EVM Parallelization Optimization: A Key to Enhancing Blockchain Performance

As the core execution engine of Ethereum, EVM has always processed transactions in a serial manner. This approach, while simple and easy to maintain, has increasingly exposed its performance bottlenecks as the user base expands and technology advances. Especially today, with the widespread application of Rollup technology, the serial execution of EVM has become a significant factor restricting the development of layer two networks.

Sequencer, as a core component of Layer 2, undertakes all computational tasks in the form of a single server. When the efficiency of other modules is high enough, the processing capacity of the Sequencer itself becomes the ultimate bottleneck. Some teams have optimized the DA layer and data read/write modules, enabling the Sequencer to execute about 2000 ERC-20 transfers per second. This number seems considerable, but when faced with more complex transactions, the TPS will inevitably decline significantly. Therefore, the parallelization of transaction processing has become an inevitable trend for future development.

In the code structure of Ethereum, in addition to the EVM, the stateDB is also a core component closely related to transaction execution. It is responsible for managing the account states and data storage of Ethereum. Every time the EVM executes a transaction, it alters certain data in the stateDB, and these changes are eventually reflected in the global state tree.

stateDB mainly maintains the status of all Ethereum accounts, including ordinary accounts and contract accounts, storing information such as account balances, smart contract codes, etc. During the transaction execution process, stateDB reads and writes the corresponding account data, and after the execution is completed, the new status is submitted to the underlying database for permanent storage.

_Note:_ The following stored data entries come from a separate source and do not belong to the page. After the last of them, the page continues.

PR #173, opened 2022-02-15
(maint) Update agent download from URL logic to handle redirects

cthorn42:
Recent internal changes have caused http URLs to be redirected to HTTPs
for nightlies.puppet.com. This breaks the agent download from URL, but
this PR adds in some redirect logic that will fix the issue.

### DIFF
--- a/lib/beaker-puppet/install_utils/foss_utils.rb
+++ b/lib/beaker-puppet/install_utils/foss_utils.rb
@@ -761,9 +761,9 @@ module Beaker
                 raise "You need to specify versions for OSX host\n eg. install_puppet({:version => '3.6.2',:facter_version => '2.1.0',:hiera_version  => '1.3.4',})"
               end
 
-              on host, "curl -O #{opts[:mac_download_url]}/puppet-#{puppet_ver}.dmg"
-              on host, "curl -O #{opts[:mac_download_url]}/facter-#{facter_ver}.dmg"
-              on host, "curl -O #{opts[:mac_download_url]}/hiera-#{hiera_ver}.dmg"
+              on host, "curl --location --remote-name #{opts[:mac_download_url]}/puppet-#{puppet_ver}.dmg"
+              on host, "curl --location --remote-name #{opts[:mac_download_url]}/facter-#{facter_ver}.dmg"
+              on host, "curl --location --remote-name #{opts[:mac_download_url]}/hiera-#{hiera_ver}.dmg"
 
               host.install_package("puppet-#{puppet_ver}")
               host.install_package("facter-#{facter_ver}")
@@ -815,7 +815,7 @@ module Beaker
 
             pkg_name = "puppet-agent-#{agent_version}*"
             dmg_name = "puppet-agent-#{agent_version}-1.osx#{version}.dmg"
-            on host, "curl -O #{download_url}/#{dmg_name}"
+            on host, "curl --location --remote-name #{download_url}/#{dmg_name}"
 
             host.install_package(pkg_name)
 
@@ -826,7 +826,7 @@ module Beaker
         # Returns the latest puppet-agent version number from a given url.
         #
         # @param [String] url         URL containing list of puppet-agent packages.
-        #                             Example: https://downloads.puppetlabs.com/mac/10.11/PC1/x86_64
+        #                             Example: https://downloads.puppetlabs.com/mac/puppet7/10.15/x86_64/
         #
         # @return [String] version    puppet-agent version number (e.g. 1.4.1)
         #                             Empty string if none found.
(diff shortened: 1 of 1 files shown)


lib/beaker-puppet/install_utils/foss_utils.rb
```diff
@@ -834,8 +834,16 @@ def install_puppet_agent_from_dmg_on(hosts, opts)
...
           require 'net/http'
-          body = Net::HTTP.get(URI.parse("#{url}/index_by_lastModified_reverse.html"))
-          document = Oga.parse_html(body)
+
+          full_url = "#{url}/index_by_lastModified_reverse.html"
+          response = Net::HTTP.get_response(URI(full_url))
+
+          # Redirect following
+          while response.code == '301'
+            response = Net::HTTP.get_response(URI.parse(Net::HTTP.get_response(URI(full_url))['location']))
```
joshcooper, line 843: It's possible the client could get into an infinite redirect loop if the server is misbehaving. Might want to keep track of a redirect limit and then abort if we reach it, like https://stackoverflow.com/questions/6934185/ruby-net-http-following-redirects

cthorn42: Great point!

lib/beaker-puppet/install_utils/foss_utils.rb
```diff
@@ -761,9 +761,9 @@ def install_puppet_from_dmg_on( hosts, opts )
                 raise "You need to specify versions for OSX host\n eg. install_puppet({:version => '3.6.2',:facter_version => '2.1.0',:hiera_version  => '1.3.4',})"
               end
 
-              on host, "curl -O #{opts[:mac_download_url]}/puppet-#{puppet_ver}.dmg"
-              on host, "curl -O #{opts[:mac_download_url]}/facter-#{facter_ver}.dmg"
-              on host, "curl -O #{opts[:mac_download_url]}/hiera-#{hiera_ver}.dmg"
+              on host, "curl -LO #{opts[:mac_download_url]}/puppet-#{puppet_ver}.dmg"
+              on host, "curl -LO #{opts[:mac_download_url]}/facter-#{facter_ver}.dmg"
+              on host, "curl -LO #{opts[:mac_download_url]}/hiera-#{hiera_ver}.dmg"
```
bastelfreak, line 766: in case youn want to update it: I think long options are always better. open source libs are read by a lot of people. since you already touch those lines, you could also switch to long options.

cthorn42: I updated to add the long option for `location`, but now that I think about it were you suggesting I also replace `-O` for `--remote-name` ?

smortex: > I updated to add the long option for `location`, but now that I think about it were you suggesting I also replace `-O` for `--remote-name` ?

I think it's a good idea to do so :+1:

joshcooper:
I think the ruby 3.0.3 failure is due to https://github.com/rspec/rspec-expectations/issues/1350

lib/beaker-puppet/install_utils/foss_utils.rb
```diff
@@ -826,16 +826,28 @@ def install_puppet_agent_from_dmg_on(hosts, opts)
...
           require 'net/http'
-          body = Net::HTTP.get(URI.parse("#{url}/index_by_lastModified_reverse.html"))
-          document = Oga.parse_html(body)
+
+          full_url = "#{url}/index_by_lastModified_reverse.html"
+          response = Net::HTTP.get_response(URI(full_url))
+          counter = 0
+
+          # Redirect following
+          while response.code == '301' && counter < 15
```
joshcooper, line 843: There are a few different redirection HTTP codes, so you could check for each one, something like `[301, 302, 307, ...].include?(response.code)` or check the response class, e.g. `if response.is_a?(Net::HTTPRedirection)`

lib/beaker-puppet/install_utils/foss_utils.rb
```diff
@@ -826,16 +826,28 @@ def install_puppet_agent_from_dmg_on(hosts, opts)
...
           require 'net/http'
-          body = Net::HTTP.get(URI.parse("#{url}/index_by_lastModified_reverse.html"))
-          document = Oga.parse_html(body)
+
+          full_url = "#{url}/index_by_lastModified_reverse.html"
+          response = Net::HTTP.get_response(URI(full_url))
+          counter = 0
+
+          # Redirect following
+          while response.code == ('301' || '302' || '303' || '304' || '305' || '306' || '307' || '308') && counter < 15
```
joshcooper, line 843: One possible simplification, all of the redirect related responses [inherit from `Net::HTTPRedirection`](https://github.com/ruby/ruby/blob/06dab12717a05bf49e4c6dff1d6f5458678d0e00/lib/net/http/responses.rb#L73-L99) so you could check if the response is an instance of that base class:

```suggestion
          while response.is_a?(Net::HTTPRedirection) && counter < 15
```

cthorn42: Much more elegant!

joshcooper (approved):
LGTM @bastelfreak or @ekohl any concerns about this?

bastelfreak (approved):

PR #174, opened 2022-02-17
(maint) Update specs to fix ruby 3 spec failures

cthorn42:
Ruby 3 changed the way positional and keyword arguments work. In order
to get specs to pass when we pass in a hash we need to use braces. This PR
addresses that.


cthorn42:
This will fix the failures we're seeing on https://github.com/voxpupuli/beaker-puppet/pull/173.

joshcooper (approved):

PR #190, opened 2022-05-19
(PA-4178) Only clear and add non-default gem sources

joshcooper:
Rubygems 3.1 and up will prompt when adding a gem source that is too similar to
rubygems.org to protect against typo squatting. This causes tests to fail if
`GEM_SOURCE` is not overridden:

    gem source --add https://rubygems.org/
      ERROR:  While executing gem ... (Gem::OperationNotSupportedError)
        Not connected to a tty and no default specified

Since rubygems always includes https://rubygems.org/ as the default source, we
now only clear and add the source when it's not the default.

This issue was introduced due to changes in rubygems/bundler to prevent typo
squatting[1]. However, it is also triggered if the source matches `rubygems.org`
exactly.

[1] https://github.com/rubygems/rubygems/commit/aa967b85dd96bbfb350f104125f23d617e82a00a

### DIFF
--- a/lib/beaker-puppet/install_utils/foss_utils.rb
+++ b/lib/beaker-puppet/install_utils/foss_utils.rb
@@ -1625,12 +1625,18 @@ module Beaker
         # Configures gem sources on hosts to use a mirror, if specified
         # This is a duplicate of the Gemfile logic.
         def configure_gem_mirror(hosts)
-          gem_source = ENV['GEM_SOURCE'] || 'https://rubygems.org'
+          gem_source = ENV['GEM_SOURCE']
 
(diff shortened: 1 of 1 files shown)


joshcooper:
The `configure_gem_mirror` method is only called from setup steps and has no tests:

```
$ git grep configure_gem     
lib/beaker-puppet/install_utils/foss_utils.rb:        def configure_gem_mirror(hosts)
setup/common/012_Finalize_Installs.rb:  configure_gem_mirror(hosts)
setup/git/000_EnvSetup.rb:  configure_gem_mirror(agents)
```

ekohl (approved):

PR #193, opened 2022-06-23
Actually print the versions.txt file

joshcooper:
The powershell command to test if the file exists and get its contents did not
work correctly due to spaces, resulting in errors like:

    $ powershell.exe -ExecutionPolicy Bypass -InputFormat None -NoLogo -NoProfile -NonInteractive -Command Test-Path "${env:ProgramFiles}/Puppet Labs/puppet/misc/versions.txt"
      Test-Path : A positional parameter cannot be found that accepts argument 'Labs/puppet/misc/versions.txt'.

Using powershell to read the file contents is slow and requires multiple levels
of escaping so that `${env:ProgramFiles}` is not interpolated and that spaces
are handled correctly. Now it prints:

    $ cmd /c type '%PROGRAMFILES%\Puppet Labs\puppet\misc\versions.txt'
    cleanup
    facter 4.2.10-12-gb29fe9965
    hiera 3.9.0-2-g84dbdb6
    ...

### DIFF
--- a/lib/beaker-puppet/install_utils/windows_utils.rb
+++ b/lib/beaker-puppet/install_utils/windows_utils.rb
@@ -177,11 +177,13 @@ module Beaker
             # emit the misc/versions.txt file which contains component versions for
             # puppet, facter, hiera, pxp-agent, packaging and vendored Ruby
             [
-              '"${env:ProgramFiles}/Puppet Labs/puppet/misc/versions.txt"',
-              '"${env:ProgramFiles(x86)}/Puppet Labs/puppet/misc/versions.txt"'
+              "'%PROGRAMFILES%\\Puppet Labs\\puppet\\misc\\versions.txt'",
+              "'%PROGRAMFILES(X86)%\\Puppet Labs\\puppet\\misc\\versions.txt'",
             ].each do |path|
-              if file_exists_on(host, path)
-                logger.info(file_contents_on(host, path)) && break
+              result = on(host, "cmd /c type #{path}", :accept_all_exit_codes => true)
+              if result.exit_code == 0
+                logger.info(result.stdout)
+                break
               end
             end
           end
--- a/spec/beaker-puppet/install_utils/puppet_utils_spec.rb
+++ b/spec/beaker-puppet/install_utils/puppet_utils_spec.rb
@@ -153,7 +153,9 @@ describe ClassMixedWithDSLInstallUtils do
 
   describe '#puppet_collection_for' do
     it 'raises an error when given an invalid package' do
-      expect { subject.puppet_collection_for(:foo, '5.5.4') }.to raise_error
+      expect {
+        subject.puppet_collection_for(:foo, '5.5.4')
+      }.to raise_error(RuntimeError, /package must be one of puppet_agent, puppet, puppetserver/)
     end
 
     context 'when the :puppet_agent package is passed in' do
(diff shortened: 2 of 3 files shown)


lib/beaker-puppet/install_utils/windows_utils.rb
```diff
@@ -176,9 +176,17 @@ def install_msi_on(hosts, msi_path, msi_opts = {}, opts = {})
...
+            # the uninterpolated ProgramFiles env variable is passed to powershell and the
+            # result must be quoted due to spaces:
+            #
+            # 1. bash.exe -c "powershell.exe -Command Test-Path \"\\\"\${env:ProgramFiles}/Puppet Labs\\\"\""
+            # 2. powershell.exe -Command Test-Path "\"${env:ProgramFiles}/Puppet Labs\""
+            # 3. <interpreter> "${env:ProgramFiles}/Puppet Labs"
             [
-              '"${env:ProgramFiles}/Puppet Labs/puppet/misc/versions.txt"',
-              '"${env:ProgramFiles(x86)}/Puppet Labs/puppet/misc/versions.txt"'
+              '"\"\${env:ProgramFiles}/Puppet Labs/puppet/misc/versions.txt\""',
```
smortex, line 188: This syntax makes me think a lot: in a single quoted string, `\` can be used to escape a `'` or a `\` only [according to ruby-doc](https://ruby-doc.org/core-3.1.2/doc/syntax/literals_rdoc.html#label-String+Literals):
> In addition to disabling interpolation, single-quoted strings also disable all escape sequences except for the single-quote (\') and backslash (\\).

So `\"` and `\$` are "invalid" escape sequences that return the expected combination of 2 chars, but should be (I think) written `\\"` and `\\$` to avoid ambiguity (a literal `\` followed by a `"` or a `$`), in other word:

```suggestion
              '"\\"\\${env:ProgramFiles}/Puppet Labs/puppet/misc/versions.txt\\""',
```

Or maybe I am the only one confused by these unexpected quotes?

joshcooper: Yeah fun times with quotes... I'm relying on the (outer) single quoted string to disable escaping, so `\$` is the two character sequence `<backslash>, <dollar>`. Note that escaping the backslash in a single quoted string `'\\' is the same as a literal backslash (except if it's the last character). So what you're proposing is the same as what I have:

```
irb(main):004:0> '"\"\${env:ProgramFiles}/Puppet Labs/puppet/misc/versions.txt\""' == '"\\"\\${env:ProgramFiles}/Puppet Labs/puppet/misc/versions.txt\\""'
=> true
```

But I'm happy to update if you think it'd be clearer?

smortex: I *do* think it is clearer to be explicit, it is my point; but maybe I am the only one to think that way. Not sure what is the best to do with it nor if there is some best-practice regarding this :thinking: 

Both syntaxs are indeed equivalent and I think I can cope with both of them in the end.

joshcooper: I'm still not convinced that running powershell is actually necessary or desirable... I thought we used to just do `cmd /c type "%PROGRAMFILES%\......\versions.txt"` and it just worked...

joshcooper: I changed this to use cmd instead, which avoids the `$` issue and eliminates a level of escaping. Also switched to using `"` as the outer quote which requires backslashes to be escaped so it's explicit.

smortex (approved):

PR #194, opened 2022-07-08
(PA-4552) Create ci:test:setup step for iterative workflow

joshcooper:
It's now possible to setup host(s) in preparation for puppet agent related
beaker tests using:

    SHA=<SHA> HOSTS=redhat7-64a bundle exec rake ci:test:setup

SHA may be a tag or a full 40 digit git SHA.

HOSTS may be specified as a beaker-hostgenerator string or a file to an existing
hosts file. If not a file, then the abs hypervisor will be used, similar to the
`ci:test:aio` task.

For facter and puppet-agent tests, HOSTS defaults to a single redhat7-64a host.
For pxp-agent and puppet tests, HOSTS defaults to a redhat7-64m server and
redhat7-64a agent. The `SERVER_VERSION` environment variable can be used to
select a specific puppetserver version, otherwise the last released version will
be used.

When setup is complete, run 'bundle exec beaker exec path/to/test.rb' to test
iteratively.

There is a bug in beaker-abs that prevents hosts from being destroyed via
`bundle exec beaker destroy`. They must be destroyed manually for now using
floaty.

### DIFF
--- a/tasks/ci.rake
+++ b/tasks/ci.rake
@@ -25,6 +25,7 @@ Usage: bundle exec rake <target> [arguments]
 
 where <target> is one of:
 
+  ci:test:setup
   ci:test:git
   ci:test:aio
   ci:test:gem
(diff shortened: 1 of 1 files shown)


tasks/ci.rake
```diff
@@ -205,6 +205,46 @@ EOS
...
+      sha = ENV['SHA']
+      case sha
+      when /^\d+\.\d+\.\d+$/
+        # tags are ok
+      when /^[0-9a-f]{40}$/
+        # full SHAs are ok
+      else
+        puts "Error: Expected SHA to be a tag or 40 digit SHA, not '#{sha}'"
+        exit 1
+      end
```
joshcooper, line 227: This check should probably be moved to `ci:check_env` task (as long as it doesn't break existing usages for `rake ci:test:aio` or others)

joshcooper:
I really dislike using rake tasks for this purpose. The environment variables are arbitrary and auto completion doesn't work. A future improvement might be to extend `bin/beaker-puppet` with a proper CLI, e.g. `bundle exec beaker-puppet setup --hosts ... --sha  ...`

bastelfreak (approved):

PR #195, opened 2022-07-20
(PA-4566) Retry beaker exec if presuite completes

joshcooper:
Previously, if the beaker-puppet presuite or project-specific presuite
steps failed, then beaker_retry_suite would try to get a list of failed tests
and fail with:

    NoMethodError: undefined method `length' for nil:NilClass

This was because the test results file was empty, so tests_to_rerun was nil.

Now we only attempt to retry "beaker exec" if the presuite steps finished and
the list of failed tests is not empty.

If the list of failed tests is empty, then we reraise the exception. This seems
safer than blindly retrying, not knowing if beaker didn't run any tests or it
ran *all* of them and failed to write out the test results file.

### DIFF
--- a/tasks/ci.rake
+++ b/tasks/ci.rake
@@ -285,17 +285,22 @@ def beaker_suite_retry(type)
   beaker(:provision)
 
   begin
-    json_results_file = Tempfile.new
-
     beaker(:exec, 'pre-suite', '--preserve-state', '--pre-suite', pre_suites(type))
     beaker(:exec, 'pre-suite', '--preserve-state')
-    beaker(:exec, ENV['TESTS'], '--test-results-file', json_results_file.path)
-  rescue RuntimeError
-    tests_to_rerun = JSON.load(File.read(json_results_file.path))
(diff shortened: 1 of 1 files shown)


joshcooper:
```
$ cat <<END > tests/raises.rb 
raise "whoops"
END

$ SHA=7.17.0 HOSTS=redhat7-64a TESTS=tests/raises.rb bx rake 'ci:test:aio[true]'
...
Begin tests/raises.rb
RuntimeError: whoops
/home/josh/work/facter/acceptance/tests/raises.rb:1
...
ERROR: Command failed with status (1): [beaker exec tests/raises.rb --test-results...]
*** Retrying the following:
  tests/raises.rb
beaker exec tests/raises.rb
...
Begin tests/raises.rb
RuntimeError: whoops
/home/josh/work/facter/acceptance/tests/raises.rb:1
...
rake aborted!
Command failed with status (1): [beaker exec tests/raises.rb...]
```

mhashizume (approved):

PR #204, opened 2023-01-31
(maint) Call `exist?` instead of `exists?`

mhashizume:
The `exists?` method has long been deprecated and has been officially removed as of Ruby 3.2.0.


ekohl (commented):
I think some stubbing/mocking fails.

mhashizume:
Thanks for the feedback @ekohl . I've addressed the spec issues and added another commit to address a minor issue I also ran into while working on this.

ekohl (approved):

PR #205, opened 2023-02-01
Removes deprecated network device platforms

mhashizume:
This PR removes support/mention of both Arista and Cumulus, two operating systems for network devices which have been deprecated by Puppet for years.

At some point we should also remove Huawei and Cisco OSes as well.


ekohl (approved):
I wonder if we should also drop cumulus from beaker-hostgenerator if they're no longer used anyway.

PR #207, opened 2023-02-24
add support for recent FreeBSD versions; Drop FreeBSD 9/10 support

evgeni:


lib/beaker-puppet/install_utils/foss_utils.rb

In the traditional serial execution model, transactions within a block are processed sequentially one by one. Each transaction has an independent EVM instance to execute specific operations, but all transactions share the same stateDB. The EVM needs to frequently interact with the stateDB during execution, reading and writing relevant data.

The shortcomings of this serial execution model are obvious: transactions must queue up for execution, and if a complex contract transaction takes a long time, subsequent transactions can only be forced to wait, unable to fully utilize hardware resources, which severely limits processing efficiency.

To break through this bottleneck, the industry has proposed a multi-threaded parallel optimization solution for EVM. The core idea is to open multiple threads to process multiple transactions simultaneously, greatly improving efficiency. However, the main challenge of parallel execution is how to handle state conflict issues.

The parallel optimization approach of a certain project for EVM is worth noting. They allocate a transaction and a temporary state database (pending-stateDB) for each thread. The specific steps are as follows:

1. Multi-threaded parallel execution of transactions, with each thread operating independently.

2. Each thread has an independent pending-stateDB, and when a transaction is executed, it does not directly modify the global stateDB but temporarily stores the state changes in the pending-stateDB.

3. After all transactions in the block are executed, the EVM will sequentially synchronize the state changes in each pending-stateDB to the global stateDB.

The project has also optimized read and write operations:

• During read operations, the EVM first checks the ReadSet of the Pending-state. If the required data is available, it is read directly from the pending-stateDB; otherwise, it reads the historical state from the global stateDB of the previous block.

• Write operations are not directly written to the global stateDB, but are first recorded in the WriteSet of the Pending-state. After the transaction execution is complete, it attempts to merge into the global stateDB through conflict detection.

To address the issue of state conflicts, the project introduces a conflict detection mechanism:

• Monitor the ReadSet and WriteSet of different transactions during execution, and consider it a conflict when multiple transactions read and write the same state item.

• Mark conflicting transactions as needing to be re-executed.

After all transactions are executed, multiple pending-stateDB change records are merged into the global stateDB. Upon successful merging, the final state is submitted to the global state tree, generating a new state root.

Multithreading parallel optimization significantly improves performance, especially when handling complex smart contract transactions. Research shows that under low-conflict workloads, the benchmark TPS is 3-5 times higher than traditional serial execution. In high-conflict workloads, theoretically, employing all optimization techniques could even achieve a 60-fold improvement.

This EVM multi-threaded parallel optimization scheme significantly improves the transaction processing capability of the EVM by allocating a temporary state library for each transaction and executing them in parallel across different threads. By optimizing read and write operations and introducing a conflict detection mechanism, it achieves large-scale parallelization of transactions while ensuring state consistency, effectively addressing the performance bottlenecks of the traditional serial execution model. This lays an important foundation for the future expansion of the Ethereum ecosystem.

Future research directions may include further optimizing storage efficiency, improving handling solutions in high-conflict situations, and exploring optimization using GPUs. These advancements will provide new momentum for the ongoing development of Blockchain technology.